_WORK INSTRUCTION_. Determine how many lines in the entries contain the word "datadoghq", and give that number with no other text.

_DATA SUPPLIED_.
==================================================
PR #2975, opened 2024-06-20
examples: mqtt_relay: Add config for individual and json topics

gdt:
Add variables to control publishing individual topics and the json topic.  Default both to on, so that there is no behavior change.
==================================================
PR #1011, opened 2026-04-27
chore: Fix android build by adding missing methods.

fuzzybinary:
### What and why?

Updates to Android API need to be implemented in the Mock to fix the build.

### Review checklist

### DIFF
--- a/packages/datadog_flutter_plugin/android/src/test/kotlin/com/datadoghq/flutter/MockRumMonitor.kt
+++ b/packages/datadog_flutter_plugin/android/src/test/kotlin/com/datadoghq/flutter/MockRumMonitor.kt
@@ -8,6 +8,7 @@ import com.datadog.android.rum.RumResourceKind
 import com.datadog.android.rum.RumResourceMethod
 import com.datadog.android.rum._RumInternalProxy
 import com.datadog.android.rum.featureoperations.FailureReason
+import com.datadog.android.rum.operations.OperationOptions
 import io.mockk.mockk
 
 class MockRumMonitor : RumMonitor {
==================================================
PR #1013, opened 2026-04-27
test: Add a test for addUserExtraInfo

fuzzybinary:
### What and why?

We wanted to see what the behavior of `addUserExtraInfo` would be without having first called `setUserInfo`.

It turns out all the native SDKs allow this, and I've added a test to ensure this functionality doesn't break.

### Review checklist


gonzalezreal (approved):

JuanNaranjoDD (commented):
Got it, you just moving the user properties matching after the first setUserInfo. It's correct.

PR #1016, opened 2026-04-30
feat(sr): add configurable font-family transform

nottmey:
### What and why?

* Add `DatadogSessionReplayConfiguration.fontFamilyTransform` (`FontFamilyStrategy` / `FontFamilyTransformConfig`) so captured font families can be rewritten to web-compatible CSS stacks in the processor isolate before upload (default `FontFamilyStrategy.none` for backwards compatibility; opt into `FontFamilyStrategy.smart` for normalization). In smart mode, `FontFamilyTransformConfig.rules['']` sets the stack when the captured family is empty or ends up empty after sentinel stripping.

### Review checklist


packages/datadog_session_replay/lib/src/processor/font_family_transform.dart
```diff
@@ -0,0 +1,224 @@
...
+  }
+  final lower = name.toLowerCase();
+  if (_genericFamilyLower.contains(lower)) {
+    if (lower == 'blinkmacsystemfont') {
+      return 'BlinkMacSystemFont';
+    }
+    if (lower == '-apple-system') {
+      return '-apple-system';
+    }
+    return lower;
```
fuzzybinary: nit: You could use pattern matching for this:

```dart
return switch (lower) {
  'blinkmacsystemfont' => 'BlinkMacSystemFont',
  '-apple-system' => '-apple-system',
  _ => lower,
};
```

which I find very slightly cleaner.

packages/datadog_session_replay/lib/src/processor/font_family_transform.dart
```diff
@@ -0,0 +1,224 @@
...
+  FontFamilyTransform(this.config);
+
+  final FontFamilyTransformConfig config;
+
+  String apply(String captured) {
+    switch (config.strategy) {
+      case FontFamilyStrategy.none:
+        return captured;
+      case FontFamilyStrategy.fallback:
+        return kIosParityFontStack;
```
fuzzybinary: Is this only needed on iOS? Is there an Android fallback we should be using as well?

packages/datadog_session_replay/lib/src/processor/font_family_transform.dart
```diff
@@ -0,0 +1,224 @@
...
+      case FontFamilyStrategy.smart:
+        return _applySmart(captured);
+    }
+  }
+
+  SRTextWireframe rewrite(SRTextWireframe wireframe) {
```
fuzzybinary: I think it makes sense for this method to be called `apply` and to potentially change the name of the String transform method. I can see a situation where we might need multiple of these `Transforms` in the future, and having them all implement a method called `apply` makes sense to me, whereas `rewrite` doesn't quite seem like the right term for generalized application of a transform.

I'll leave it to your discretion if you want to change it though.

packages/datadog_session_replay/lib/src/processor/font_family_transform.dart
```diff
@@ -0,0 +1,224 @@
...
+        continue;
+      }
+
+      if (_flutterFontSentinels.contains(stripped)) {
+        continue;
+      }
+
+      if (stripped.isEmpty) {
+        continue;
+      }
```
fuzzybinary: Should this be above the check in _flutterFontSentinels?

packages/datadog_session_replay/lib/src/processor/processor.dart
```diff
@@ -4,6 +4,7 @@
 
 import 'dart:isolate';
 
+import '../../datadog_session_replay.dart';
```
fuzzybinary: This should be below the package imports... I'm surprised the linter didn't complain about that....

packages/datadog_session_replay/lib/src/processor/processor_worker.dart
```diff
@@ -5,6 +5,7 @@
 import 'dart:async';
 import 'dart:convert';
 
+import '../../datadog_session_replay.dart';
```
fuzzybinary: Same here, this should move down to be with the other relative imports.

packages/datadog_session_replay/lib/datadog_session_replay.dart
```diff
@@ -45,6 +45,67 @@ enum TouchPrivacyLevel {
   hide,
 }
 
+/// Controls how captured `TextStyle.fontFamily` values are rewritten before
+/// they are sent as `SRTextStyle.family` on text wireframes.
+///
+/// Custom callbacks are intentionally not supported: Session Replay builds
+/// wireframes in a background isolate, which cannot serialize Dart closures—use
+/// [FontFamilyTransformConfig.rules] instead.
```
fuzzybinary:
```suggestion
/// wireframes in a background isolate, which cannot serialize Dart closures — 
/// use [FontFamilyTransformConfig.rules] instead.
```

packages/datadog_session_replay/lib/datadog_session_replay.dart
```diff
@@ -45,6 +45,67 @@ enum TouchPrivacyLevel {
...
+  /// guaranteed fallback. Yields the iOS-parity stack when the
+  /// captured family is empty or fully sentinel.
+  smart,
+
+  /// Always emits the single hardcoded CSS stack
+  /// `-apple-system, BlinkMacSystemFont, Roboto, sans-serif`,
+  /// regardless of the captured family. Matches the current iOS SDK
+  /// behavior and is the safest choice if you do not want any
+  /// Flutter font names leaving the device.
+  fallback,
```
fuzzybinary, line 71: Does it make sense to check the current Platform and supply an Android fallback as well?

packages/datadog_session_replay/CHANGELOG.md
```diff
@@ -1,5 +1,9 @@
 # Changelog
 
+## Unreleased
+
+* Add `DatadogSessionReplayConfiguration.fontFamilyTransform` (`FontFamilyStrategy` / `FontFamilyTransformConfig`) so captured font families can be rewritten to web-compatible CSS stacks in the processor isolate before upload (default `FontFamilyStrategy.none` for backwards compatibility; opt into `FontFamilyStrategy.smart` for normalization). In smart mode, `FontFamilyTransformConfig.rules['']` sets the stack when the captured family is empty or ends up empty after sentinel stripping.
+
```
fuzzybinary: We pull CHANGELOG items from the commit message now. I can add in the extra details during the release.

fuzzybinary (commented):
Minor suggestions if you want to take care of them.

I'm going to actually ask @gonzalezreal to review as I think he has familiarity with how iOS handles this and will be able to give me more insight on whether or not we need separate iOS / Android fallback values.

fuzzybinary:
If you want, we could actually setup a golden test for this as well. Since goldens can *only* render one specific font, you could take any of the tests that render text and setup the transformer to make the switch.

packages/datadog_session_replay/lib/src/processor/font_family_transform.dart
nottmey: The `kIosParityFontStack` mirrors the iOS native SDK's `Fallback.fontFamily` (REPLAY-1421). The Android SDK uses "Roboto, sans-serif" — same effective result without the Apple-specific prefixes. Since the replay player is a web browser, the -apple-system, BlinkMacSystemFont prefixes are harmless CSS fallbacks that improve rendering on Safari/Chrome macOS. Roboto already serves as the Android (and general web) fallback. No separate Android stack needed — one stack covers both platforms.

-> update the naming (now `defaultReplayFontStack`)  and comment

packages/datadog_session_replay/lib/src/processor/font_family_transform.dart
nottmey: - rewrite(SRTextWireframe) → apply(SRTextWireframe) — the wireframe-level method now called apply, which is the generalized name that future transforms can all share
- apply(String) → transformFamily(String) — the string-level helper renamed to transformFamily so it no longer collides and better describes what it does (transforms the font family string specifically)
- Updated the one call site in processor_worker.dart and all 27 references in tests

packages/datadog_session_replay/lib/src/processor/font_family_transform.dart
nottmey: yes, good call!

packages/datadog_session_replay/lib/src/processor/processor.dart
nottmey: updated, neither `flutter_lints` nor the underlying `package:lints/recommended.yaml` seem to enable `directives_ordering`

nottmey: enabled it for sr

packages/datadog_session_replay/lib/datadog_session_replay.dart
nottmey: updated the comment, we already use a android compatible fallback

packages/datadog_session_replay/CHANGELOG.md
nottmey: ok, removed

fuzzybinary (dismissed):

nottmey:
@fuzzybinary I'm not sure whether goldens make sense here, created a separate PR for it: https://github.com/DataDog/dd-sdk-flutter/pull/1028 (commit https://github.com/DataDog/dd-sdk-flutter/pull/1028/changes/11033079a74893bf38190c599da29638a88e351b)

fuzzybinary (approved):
==================================================
_ANSWER TO THIS PROBLEM_. 2